PR #4836, opened 2024-10-23
[@typespec/spector] - Enable Multiple Scenario Paths

sarangan12:
Currently we could execute the `serve`/`server-test`/... command such as:

`pnpm .\cmd\cli.mjs serve ..\http-specs\specs`

i.e we could provide only one path of scenarios to execute. But, since we separated the scenarios to azure and non-azure specific cases to 2 different packages, we need a way to execute commands such as:

`pnpm .\cmd\cli.mjs serve ..\http-specs\specs ..\..\..\typespec-azure\packages\azure-http-specs\specs\`

The same procedure must be followed in all other commands such as `validate-scenarios`, `generate-scenarios-summary`, etc. Since we have to do it for all the commands and we need to change in all the places, it is much simpler to do it in one location where we copy the files to one common temp location and execute from there. 

Also, in this PR, I have removed the `private: true` option for all the 5 packages to start the rollout process. 

### DIFF
--- a/packages/http-specs/package.json
+++ b/packages/http-specs/package.json
@@ -1,7 +1,6 @@
 {
   "name": "@typespec/http-specs",
-  "private": true,
-  "version": "0.1.0",
+  "version": "0.1.0-alpha.0",
   "description": "Spec scenarios and mock apis",
   "main": "dist/index.js",
   "type": "module",
--- a/packages/spector/src/cli/cli.ts
+++ b/packages/spector/src/cli/cli.ts
@@ -236,7 +236,7 @@ async function main() {
       async (args) => {
         let exitDueToPreviousError = false;
         let hasMoreScenarios = true;
-        for (let idx = 0; idx < args.scenariosPaths.length; idx++) { 
+        for (let idx = 0; idx < args.scenariosPaths.length; idx++) {
           logger.info(`Checking coverage for scenarios at ${args.scenariosPaths[idx]}`);
           if (idx === args.scenariosPaths.length - 1) hasMoreScenarios = false;
           exitDueToPreviousError = await checkCoverage({
--- a/packages/spector/src/cli/cli.ts
+++ b/packages/spector/src/cli/cli.ts
@@ -16,7 +16,7 @@ export const DEFAULT_PORT = 3000;
 
 async function main() {
   await yargs(process.argv.slice(2))
-    .scriptName("spec")
+    .scriptName("tsp-spector")
     .strict()
     .help()
     .strict()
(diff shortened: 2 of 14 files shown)


packages/spector/src/cli/cli.ts
```diff
@@ -14,9 +15,56 @@ import { getCommit } from "../utils/misc-utils.js";
...
+  copyToTemp(scenariosPaths, `${tempDirname}`, `dist`);
+  copyToTemp(scenariosPaths, `${tempDirname}`, `assets`);
+  const tempDir = copyToTemp(scenariosPaths, `${tempDirname}`, `specs`);
+  return tempDir;
+}
+
 async function main() {
   await yargs(process.argv.slice(2))
-    .scriptName("spec")
+    .scriptName("tsp-spector")
```
sarangan12, line 67: This is not really related to this change, But, I believe we could do this as part of this PR. Thanks

packages/http-specs/package.json
```diff
@@ -1,6 +1,5 @@
 {
   "name": "@typespec/http-specs",
-  "private": true,
   "version": "0.1.0",
```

## TASK REQUIREMENTS
Find the lines of the listing above that hold "this". Please copy them.

## THE ANSWER
Also, in this PR, I have removed the `private: true` option for all the 5 packages to start the rollout process. 
sarangan12, line 67: This is not really related to this change, But, I believe we could do this as part of this PR. Thanks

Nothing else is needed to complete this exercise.